## Problem description
Go through the entries that follow and count every line with the string "still". Reply with the number only.

Source records below:

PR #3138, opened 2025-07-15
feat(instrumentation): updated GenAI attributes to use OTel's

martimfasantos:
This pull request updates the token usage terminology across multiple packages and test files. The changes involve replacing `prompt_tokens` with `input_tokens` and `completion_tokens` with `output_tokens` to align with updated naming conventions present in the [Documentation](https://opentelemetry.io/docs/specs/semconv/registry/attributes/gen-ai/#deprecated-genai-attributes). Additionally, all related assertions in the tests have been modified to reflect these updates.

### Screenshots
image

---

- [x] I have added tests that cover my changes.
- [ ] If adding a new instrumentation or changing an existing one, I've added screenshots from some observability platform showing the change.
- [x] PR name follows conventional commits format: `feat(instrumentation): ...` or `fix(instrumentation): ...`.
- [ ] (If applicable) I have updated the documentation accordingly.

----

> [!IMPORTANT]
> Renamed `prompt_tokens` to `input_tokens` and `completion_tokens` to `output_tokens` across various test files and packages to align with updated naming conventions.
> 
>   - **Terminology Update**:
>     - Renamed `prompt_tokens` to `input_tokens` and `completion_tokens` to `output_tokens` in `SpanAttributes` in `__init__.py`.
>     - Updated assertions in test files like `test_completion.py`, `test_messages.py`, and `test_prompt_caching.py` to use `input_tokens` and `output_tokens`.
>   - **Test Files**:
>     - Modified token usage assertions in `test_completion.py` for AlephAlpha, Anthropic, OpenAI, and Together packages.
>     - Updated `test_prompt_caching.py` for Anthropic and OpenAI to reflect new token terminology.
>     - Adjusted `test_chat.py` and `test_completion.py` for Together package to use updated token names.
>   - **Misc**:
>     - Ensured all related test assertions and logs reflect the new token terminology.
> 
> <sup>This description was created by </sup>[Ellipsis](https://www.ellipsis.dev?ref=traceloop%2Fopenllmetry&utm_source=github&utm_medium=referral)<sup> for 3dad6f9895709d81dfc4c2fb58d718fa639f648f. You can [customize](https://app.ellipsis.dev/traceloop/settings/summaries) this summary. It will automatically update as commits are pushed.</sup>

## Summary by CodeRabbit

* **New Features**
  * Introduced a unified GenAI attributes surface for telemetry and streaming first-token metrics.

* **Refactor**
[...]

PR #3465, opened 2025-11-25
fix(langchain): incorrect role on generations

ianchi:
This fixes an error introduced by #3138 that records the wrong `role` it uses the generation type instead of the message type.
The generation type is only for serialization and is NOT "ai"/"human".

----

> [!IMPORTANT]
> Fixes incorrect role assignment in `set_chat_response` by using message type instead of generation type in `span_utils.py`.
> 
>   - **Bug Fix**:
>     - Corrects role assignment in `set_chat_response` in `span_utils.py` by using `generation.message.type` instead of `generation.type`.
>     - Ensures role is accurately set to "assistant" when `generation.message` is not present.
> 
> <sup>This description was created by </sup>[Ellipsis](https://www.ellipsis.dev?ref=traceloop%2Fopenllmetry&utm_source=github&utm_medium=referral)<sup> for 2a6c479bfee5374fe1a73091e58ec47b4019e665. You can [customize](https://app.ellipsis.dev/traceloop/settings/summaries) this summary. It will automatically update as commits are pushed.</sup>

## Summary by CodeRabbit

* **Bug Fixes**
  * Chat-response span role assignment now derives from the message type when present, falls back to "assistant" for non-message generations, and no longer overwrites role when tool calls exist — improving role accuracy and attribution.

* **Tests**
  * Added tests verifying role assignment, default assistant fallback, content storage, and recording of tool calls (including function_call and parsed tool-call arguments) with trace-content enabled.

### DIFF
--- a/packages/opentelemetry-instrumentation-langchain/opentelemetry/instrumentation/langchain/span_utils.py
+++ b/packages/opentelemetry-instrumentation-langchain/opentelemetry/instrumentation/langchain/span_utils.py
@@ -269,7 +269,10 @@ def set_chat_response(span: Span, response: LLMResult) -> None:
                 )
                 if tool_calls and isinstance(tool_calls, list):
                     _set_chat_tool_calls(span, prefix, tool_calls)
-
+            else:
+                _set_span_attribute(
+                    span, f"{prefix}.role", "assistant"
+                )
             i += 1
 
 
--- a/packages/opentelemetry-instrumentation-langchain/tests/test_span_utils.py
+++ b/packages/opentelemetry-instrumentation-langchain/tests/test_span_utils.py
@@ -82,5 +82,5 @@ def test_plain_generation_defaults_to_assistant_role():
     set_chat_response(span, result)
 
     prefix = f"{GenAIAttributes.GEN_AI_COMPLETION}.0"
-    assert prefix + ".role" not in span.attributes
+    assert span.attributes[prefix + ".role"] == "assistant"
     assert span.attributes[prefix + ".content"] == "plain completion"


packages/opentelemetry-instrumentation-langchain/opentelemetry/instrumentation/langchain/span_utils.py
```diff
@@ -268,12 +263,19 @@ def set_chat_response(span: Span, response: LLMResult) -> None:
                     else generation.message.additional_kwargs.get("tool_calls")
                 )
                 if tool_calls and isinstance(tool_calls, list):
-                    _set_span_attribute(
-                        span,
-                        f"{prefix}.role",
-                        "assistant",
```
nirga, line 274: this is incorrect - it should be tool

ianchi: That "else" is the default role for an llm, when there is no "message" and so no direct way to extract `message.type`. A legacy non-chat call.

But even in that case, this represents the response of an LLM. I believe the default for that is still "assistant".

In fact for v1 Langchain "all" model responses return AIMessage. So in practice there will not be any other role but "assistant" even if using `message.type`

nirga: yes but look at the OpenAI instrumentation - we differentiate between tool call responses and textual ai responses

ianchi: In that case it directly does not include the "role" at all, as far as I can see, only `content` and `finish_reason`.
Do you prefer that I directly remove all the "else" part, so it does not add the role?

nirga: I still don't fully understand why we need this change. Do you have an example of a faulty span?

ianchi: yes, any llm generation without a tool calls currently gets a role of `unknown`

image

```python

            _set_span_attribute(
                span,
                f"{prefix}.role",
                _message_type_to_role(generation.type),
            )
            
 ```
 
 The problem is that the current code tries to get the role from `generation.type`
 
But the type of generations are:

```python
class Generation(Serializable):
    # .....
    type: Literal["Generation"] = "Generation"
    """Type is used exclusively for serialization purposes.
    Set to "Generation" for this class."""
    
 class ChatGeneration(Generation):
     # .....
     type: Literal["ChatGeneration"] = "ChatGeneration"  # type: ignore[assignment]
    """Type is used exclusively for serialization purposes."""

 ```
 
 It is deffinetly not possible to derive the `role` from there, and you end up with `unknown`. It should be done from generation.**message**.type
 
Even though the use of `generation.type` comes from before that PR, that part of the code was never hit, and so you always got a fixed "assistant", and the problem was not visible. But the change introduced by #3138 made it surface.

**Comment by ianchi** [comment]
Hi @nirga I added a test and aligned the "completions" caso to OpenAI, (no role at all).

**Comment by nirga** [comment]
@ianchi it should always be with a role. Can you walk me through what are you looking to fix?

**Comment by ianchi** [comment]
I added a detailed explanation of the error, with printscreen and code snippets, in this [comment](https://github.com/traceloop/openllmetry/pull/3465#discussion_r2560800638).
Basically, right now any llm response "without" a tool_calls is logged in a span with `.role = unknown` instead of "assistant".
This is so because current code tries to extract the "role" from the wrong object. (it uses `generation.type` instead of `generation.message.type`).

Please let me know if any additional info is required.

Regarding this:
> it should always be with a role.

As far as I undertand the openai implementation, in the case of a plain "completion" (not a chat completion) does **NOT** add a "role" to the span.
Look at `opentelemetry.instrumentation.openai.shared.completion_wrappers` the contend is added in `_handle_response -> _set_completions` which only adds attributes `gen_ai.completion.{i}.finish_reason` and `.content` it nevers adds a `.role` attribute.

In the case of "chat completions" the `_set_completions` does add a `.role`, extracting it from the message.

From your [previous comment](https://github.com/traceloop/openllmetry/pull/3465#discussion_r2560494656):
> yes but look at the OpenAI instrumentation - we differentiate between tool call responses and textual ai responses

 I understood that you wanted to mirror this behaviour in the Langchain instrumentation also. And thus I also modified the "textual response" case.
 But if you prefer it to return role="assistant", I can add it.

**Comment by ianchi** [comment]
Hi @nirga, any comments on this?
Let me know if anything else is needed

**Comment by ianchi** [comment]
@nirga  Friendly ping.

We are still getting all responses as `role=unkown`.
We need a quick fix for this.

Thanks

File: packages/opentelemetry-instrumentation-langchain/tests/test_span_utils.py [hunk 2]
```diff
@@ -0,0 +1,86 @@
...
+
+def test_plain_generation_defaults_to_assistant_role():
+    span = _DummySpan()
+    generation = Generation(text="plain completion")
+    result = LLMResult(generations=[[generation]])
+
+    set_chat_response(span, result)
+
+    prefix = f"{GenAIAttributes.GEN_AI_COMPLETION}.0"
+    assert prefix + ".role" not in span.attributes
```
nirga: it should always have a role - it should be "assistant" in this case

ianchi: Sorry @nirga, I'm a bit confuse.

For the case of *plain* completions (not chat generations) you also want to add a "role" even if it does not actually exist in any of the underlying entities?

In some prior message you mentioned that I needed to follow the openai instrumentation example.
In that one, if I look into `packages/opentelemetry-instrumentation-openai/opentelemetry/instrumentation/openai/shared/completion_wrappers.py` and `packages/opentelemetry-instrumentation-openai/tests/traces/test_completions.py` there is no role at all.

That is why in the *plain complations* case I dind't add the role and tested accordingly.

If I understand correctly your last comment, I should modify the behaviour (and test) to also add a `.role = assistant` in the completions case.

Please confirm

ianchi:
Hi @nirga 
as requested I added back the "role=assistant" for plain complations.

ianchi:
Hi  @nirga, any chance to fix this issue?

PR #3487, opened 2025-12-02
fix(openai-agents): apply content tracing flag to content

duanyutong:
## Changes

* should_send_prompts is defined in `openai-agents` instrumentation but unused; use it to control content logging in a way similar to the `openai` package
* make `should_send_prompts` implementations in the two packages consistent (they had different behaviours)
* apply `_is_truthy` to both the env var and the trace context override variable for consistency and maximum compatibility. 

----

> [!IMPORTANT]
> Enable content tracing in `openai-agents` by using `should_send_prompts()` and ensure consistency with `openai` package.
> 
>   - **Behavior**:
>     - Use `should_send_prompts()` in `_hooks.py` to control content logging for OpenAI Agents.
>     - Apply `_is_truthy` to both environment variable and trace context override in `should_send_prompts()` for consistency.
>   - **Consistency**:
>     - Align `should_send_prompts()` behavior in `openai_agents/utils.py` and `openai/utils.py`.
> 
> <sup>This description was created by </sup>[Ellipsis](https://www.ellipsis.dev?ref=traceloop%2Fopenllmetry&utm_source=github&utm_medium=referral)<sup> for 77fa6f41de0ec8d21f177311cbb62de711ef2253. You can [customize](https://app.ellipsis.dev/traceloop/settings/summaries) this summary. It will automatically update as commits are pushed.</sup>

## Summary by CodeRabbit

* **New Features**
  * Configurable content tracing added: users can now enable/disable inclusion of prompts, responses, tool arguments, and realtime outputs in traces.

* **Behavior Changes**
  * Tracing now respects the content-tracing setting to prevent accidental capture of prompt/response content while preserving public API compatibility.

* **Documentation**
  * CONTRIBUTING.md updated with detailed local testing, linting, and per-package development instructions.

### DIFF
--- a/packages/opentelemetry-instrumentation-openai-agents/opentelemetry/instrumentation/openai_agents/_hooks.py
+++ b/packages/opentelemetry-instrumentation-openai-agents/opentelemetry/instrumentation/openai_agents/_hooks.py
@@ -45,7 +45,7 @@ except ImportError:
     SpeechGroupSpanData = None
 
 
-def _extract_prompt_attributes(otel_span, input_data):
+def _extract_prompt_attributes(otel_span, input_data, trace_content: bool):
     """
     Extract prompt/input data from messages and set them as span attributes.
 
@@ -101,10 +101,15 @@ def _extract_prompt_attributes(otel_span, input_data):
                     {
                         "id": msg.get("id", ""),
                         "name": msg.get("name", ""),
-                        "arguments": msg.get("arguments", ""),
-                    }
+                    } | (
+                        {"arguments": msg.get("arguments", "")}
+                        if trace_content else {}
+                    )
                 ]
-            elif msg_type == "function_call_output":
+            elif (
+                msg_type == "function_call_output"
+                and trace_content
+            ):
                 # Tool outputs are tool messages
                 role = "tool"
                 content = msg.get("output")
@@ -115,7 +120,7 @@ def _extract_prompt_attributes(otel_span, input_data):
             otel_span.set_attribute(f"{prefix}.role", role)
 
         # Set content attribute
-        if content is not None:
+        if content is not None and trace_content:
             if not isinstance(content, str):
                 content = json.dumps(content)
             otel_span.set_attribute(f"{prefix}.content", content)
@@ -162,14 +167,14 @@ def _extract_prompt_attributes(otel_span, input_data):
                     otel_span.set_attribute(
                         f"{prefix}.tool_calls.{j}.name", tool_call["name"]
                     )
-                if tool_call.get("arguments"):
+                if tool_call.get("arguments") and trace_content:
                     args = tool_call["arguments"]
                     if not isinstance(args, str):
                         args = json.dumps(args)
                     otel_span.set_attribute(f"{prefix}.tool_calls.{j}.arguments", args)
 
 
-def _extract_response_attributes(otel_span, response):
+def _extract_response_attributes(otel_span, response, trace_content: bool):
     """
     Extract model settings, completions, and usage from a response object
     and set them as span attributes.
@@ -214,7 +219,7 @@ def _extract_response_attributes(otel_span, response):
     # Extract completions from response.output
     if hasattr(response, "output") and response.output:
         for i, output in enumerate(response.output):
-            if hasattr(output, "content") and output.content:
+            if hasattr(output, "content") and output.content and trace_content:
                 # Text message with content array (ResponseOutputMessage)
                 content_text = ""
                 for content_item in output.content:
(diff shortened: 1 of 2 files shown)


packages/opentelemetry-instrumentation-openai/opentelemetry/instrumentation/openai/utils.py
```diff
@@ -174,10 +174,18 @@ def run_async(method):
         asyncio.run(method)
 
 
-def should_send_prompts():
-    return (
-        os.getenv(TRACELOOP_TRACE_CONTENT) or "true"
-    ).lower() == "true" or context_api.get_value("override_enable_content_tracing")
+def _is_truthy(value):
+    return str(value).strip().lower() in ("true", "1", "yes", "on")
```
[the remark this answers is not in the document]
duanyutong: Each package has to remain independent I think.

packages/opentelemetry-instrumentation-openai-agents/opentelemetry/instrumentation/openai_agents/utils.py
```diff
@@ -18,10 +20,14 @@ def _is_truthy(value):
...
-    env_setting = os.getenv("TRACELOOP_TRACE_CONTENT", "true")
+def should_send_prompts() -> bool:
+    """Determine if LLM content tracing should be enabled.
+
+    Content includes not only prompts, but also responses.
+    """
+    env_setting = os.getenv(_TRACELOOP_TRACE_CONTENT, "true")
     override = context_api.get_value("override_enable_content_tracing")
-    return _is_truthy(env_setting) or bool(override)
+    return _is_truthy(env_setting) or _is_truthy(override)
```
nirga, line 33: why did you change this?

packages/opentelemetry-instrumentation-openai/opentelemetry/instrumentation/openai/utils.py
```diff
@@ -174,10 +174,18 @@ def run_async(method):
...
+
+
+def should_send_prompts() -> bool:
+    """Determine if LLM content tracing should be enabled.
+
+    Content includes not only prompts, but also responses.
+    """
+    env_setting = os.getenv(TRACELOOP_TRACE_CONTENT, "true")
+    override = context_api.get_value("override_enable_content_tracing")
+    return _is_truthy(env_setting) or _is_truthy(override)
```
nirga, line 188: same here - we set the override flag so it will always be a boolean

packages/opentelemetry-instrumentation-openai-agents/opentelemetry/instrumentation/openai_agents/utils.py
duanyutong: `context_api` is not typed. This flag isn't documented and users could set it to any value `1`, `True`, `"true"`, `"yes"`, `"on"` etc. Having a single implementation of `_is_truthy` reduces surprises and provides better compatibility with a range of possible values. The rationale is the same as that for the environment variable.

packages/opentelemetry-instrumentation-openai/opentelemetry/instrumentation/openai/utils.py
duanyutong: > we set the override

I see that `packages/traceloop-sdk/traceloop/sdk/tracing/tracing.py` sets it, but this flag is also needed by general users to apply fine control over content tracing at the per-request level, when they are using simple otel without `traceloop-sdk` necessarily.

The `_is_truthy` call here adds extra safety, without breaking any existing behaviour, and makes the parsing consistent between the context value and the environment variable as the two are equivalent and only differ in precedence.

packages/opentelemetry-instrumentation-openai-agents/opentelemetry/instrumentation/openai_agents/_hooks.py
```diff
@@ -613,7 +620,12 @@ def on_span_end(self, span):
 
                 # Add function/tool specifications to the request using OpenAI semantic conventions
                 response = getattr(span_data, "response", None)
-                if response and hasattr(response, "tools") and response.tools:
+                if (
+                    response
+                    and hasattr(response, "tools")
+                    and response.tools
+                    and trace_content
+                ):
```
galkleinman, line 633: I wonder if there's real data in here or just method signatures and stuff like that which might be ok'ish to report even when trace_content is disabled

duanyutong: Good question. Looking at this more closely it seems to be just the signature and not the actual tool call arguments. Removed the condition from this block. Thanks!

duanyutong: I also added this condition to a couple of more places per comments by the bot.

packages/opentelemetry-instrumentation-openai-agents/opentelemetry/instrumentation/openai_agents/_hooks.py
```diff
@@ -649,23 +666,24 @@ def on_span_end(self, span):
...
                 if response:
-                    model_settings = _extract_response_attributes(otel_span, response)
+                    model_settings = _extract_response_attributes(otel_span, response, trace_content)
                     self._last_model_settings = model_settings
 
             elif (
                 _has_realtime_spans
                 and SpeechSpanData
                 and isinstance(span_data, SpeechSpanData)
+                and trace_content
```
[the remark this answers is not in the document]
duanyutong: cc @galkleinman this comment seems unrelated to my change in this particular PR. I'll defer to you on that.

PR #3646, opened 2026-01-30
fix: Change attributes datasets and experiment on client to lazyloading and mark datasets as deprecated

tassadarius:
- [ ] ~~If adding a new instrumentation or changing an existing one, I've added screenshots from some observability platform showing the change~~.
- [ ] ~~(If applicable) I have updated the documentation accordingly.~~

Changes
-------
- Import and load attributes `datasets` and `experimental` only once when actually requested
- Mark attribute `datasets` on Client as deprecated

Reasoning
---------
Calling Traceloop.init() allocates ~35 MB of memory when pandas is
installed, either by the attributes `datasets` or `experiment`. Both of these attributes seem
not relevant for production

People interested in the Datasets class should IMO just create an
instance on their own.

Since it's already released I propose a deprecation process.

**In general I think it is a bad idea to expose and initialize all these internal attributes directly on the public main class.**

End of Source records.

## Output for this exercise
3